To activate, the SPARSESOLVER command needs to be added:
SPARSESOLVER DCMP(FACTMETH=MSCLDL)
Pardiso
The Pardiso solver (Parallel Direct Sparse Solver) is a high-performance numerical computing tool used for solving large systems of linear equations. Pardiso employs direct methods to solve sparse, symmetric, and positive definite linear systems efficiently. It utilizes parallel computing techniques to distribute computational tasks across multiple processors or cores, enabling faster solution times for complex engineering problems. The Pardiso solver consumes more memory than MSCLDL depending on the model type, but it can exhibit greater performance with SMP and DMP parallel settings. To activate the Pardiso solver, the SPARSESOLVER command needs to be added:
SPARSESOLVER DCMP(FACTMETH=PRDLDL)
CASI
The CASI solver is an iterative solver that is less dependent on memory compared with direct solvers. Targeted at solid-dominant models, that is models where the number of solid elements is greater than 80% of the total number of elements and few load cases (<64), the CASI iterative method can provide a significant reduction in solution time. As the mixture of element types disrupts the solid dominance or many load cases are to be solved, the iterative method becomes less attractive and one of the direct solvers will typically provide better performance. The CASI solver is activated by adding the following in the Case Control section:
SMETHOD=element
Figure 6 demonstrates a set of guidelines for SMP usage.

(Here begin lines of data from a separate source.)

PR #5323, opened 2025-05-29
Make URL Access Pluggable

### LINKED ISSUE #5302: Make URL access implementations pluggable
We should have plugin support for accessing new URL types, without a full job store implementation

┆Issue is synchronized with this [Jira Story](https://ucsc-cgl.atlassian.net/browse/TOIL-1748)
┆Issue Number: TOIL-1748

haileyhemmingsen:
Adding URL plugins by changing the existing plugin system to be more generic. From there, we can apply it to the existing batch system plugins and the new URL access implementation. Documentation will be added when example plugin is added. Fixes #5302.
## Changelog Entry

* Deleted deprecated `addBatchSystemFactory`, `BATCH_SYSTEM_FACTORY_REGISTRY`, and `BATCH_SYSTEMS`. Use `add_batch_system_factory` instead.
* Added new unified plugin system
* Toil now supports URL plugins. To provide a plugin, add `toil_url_access_` at beginning of python package name. To register a new URL scheme use `register_plugin("url_access", scheme, implementation_type_factory)`.

## Reviewer Checklist

        ```
        ```

## Merger Checklist

### DIFF
--- a/src/toil/test/lib/url_plugin_test.py
+++ b/src/toil/test/lib/url_plugin_test.py
@@ -25,9 +25,6 @@ from toil.batchSystems.options import OptionSetter
 from toil.batchSystems.registry import add_batch_system_factory
 from toil.common import Toil, addOptions
 from toil.job import JobDescription
-from toil.test import ToilTest
-from toil.lib.plugins import remove_plugin
-
 
 import io
 from urllib.parse import ParseResult


src/toil/lib/plugins.py
```diff
@@ -0,0 +1,66 @@
+import importlib
```
adamnovak, line 1: We probably want to have the copyright header at the top here like we have in the other Toil source files, and also maybe a note (module-level docstring?) about what this file is for.

src/toil/lib/plugins.py
```diff
@@ -0,0 +1,66 @@
...
+PluginType = Literal["batch_system"] | Literal["url_access"]
+plugin_types: list[PluginType] = ["batch_system", "url_access"]
+
+_registry: dict[str, dict[str, Any]] = {k: {} for k in plugin_types}
+
+def register_plugin(
+    plugin_type: PluginType, plugin_name: str, plugin_being_registered: Any
+) -> None:
+    """
+    Adds a plugin to the registry for the given type of plugin.
```
adamnovak, line 16: Since the type annotations don't define it, it might be good to note here what the expected plugin values are meant to be for a given plugin type (i.e. functions that return a class implementing blah interface).

It also might be good to explain what `plugin_name` is used for: for patch systems it is the value the user passes to `--batchSystem` to actually use it, and for URLs it is the URL scheme value that the plugin gets called to handle. It's not *really* the "name of the plugin" like the variable name would suggest; you shouldn't pass `"My Cool Plugin"` or something.

src/toil/lib/plugins.py
```diff
@@ -0,0 +1,66 @@
...
+def get_plugin_names(plugin_type:PluginType) -> list[str]:
+    """
+    Get the names of all the available plugins.
+    """
+    _load_all_plugins(plugin_type)
+    return list(_registry[plugin_type].keys())
+
+def get_plugin(plugin_type: PluginType, plugin_name: str) -> Any:
+    """
+    Get a plugin class by name.
```
adamnovak, line 40: This sounds a little misleading to me because when I read it I think that:
1. The result will be a class, when it's really a function that returns a class when called.
2. The argument is the name of the class (like `toil_plugin_url_access_foobar.lib.plugin.MyCoolClass`), when it's really a user-facing batch system name or URL scheme.

src/toil/test/lib/url_plugin_test.py
```diff
@@ -0,0 +1,108 @@
+# Copyright (C) 2015-2021 Regents of the University of California
```
adamnovak, line 1: This should be bumped up to 2025.

src/toil/test/lib/url_plugin_test.py
```diff
@@ -0,0 +1,108 @@
...
+class TestURLAccess(ToilTest):
+    def setUp(self) -> None:
+        super().setUp()
+        register_plugin("url_access", "fake", lambda: FakeURLPlugin)
+
+    def tearDown(self) -> None:
+        remove_plugin("url_access", "fake")
+        super().tearDown()
+
+    def test_url_exists(self):
```
adamnovak, line 85: MyPy is complaining on the CI run that a lot of these test functions are missing a `-> None` return type annotation.

src/toil/test/lib/url_plugin_test.py
```diff
@@ -0,0 +1,108 @@
...
+    @classmethod
+    def _get_is_directory(cls, url: ParseResult) -> bool:
+        return url.path.endswith("/")
+
+    @classmethod
+    def _list_url(cls, url: ParseResult) -> list[str]:
+        return ["file1.txt", "subdir/"]
+
+    @classmethod
+    def _read_from_url(cls, url: ParseResult, writable: io.BytesIO) -> tuple[int, bool]:
```
adamnovak, line 62: MyPy complained in CI that the `writable` needs to be an `IO[bytes]` like the `URLAccess` has it, and not an `io.BytesIO` which MyPy reads as slightly different.

adamnovak (changes requested):
I think this is pretty good, but it needs to be adjusted to pass tests (and the local `make mypy` which should replicate some of the test failures), and I think some of the docstrings should explain more about how it is meant to be used.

First, a general definition of what is considered a small, medium, large and very large job:
Problem Size | Model Types | #dofs |
Small | Solid-Element Models All Other Model Types |
< 2 M |
Medium | Solid-Element Models All Other Model Types |
2M< #DOF<10M |
Large | Solid-Element Models All Other Model Types |
10M< #DOF<20M |
Very Large | Solid-Element Models All Other Model Types |
20M <#DOF |
Method/Size | Small | Medium | Large | Very Large |
MSCLDL | SMP=1-2 | SMP=3-8 | SMP=8-16 | SMP=8-16 |
PRDLDL | SMP=1-8 | SMP=8-16 | SMP=16-32 | SMP=16-64 |
MUMPS | SMP=1-8 | SMP=8-16 | SMP=16-32 | SMP=16-64 |
CASI | SMP=1 | SMP=1-2 | SMP=3-4 | SMP=4-8 |
Figure 6: Recommended SMP values for different problem sizes and method types
Lanczos
The Lanczos method, named after the Hungarian mathematician Cornelius Lanczos, is an iterative numerical algorithm used to approximate the eigenvalues and eigenvectors of large, sparse, symmetric matrices. It uses Sturm sequence logic, named after the French mathematician Jacques Charles François Sturm, to ensure that all modes are found in the requested range. When required to extract a relatively small number of eigenvalues, the bulk of the computation time for Lanczos is spent during symmetric factorization. This factorization embodies virtually the same compute considerations as the solution of the linear static problem, so either of the two sparse direct solvers MSCLDL or MUMPS (including MUMPSBLR) may be used.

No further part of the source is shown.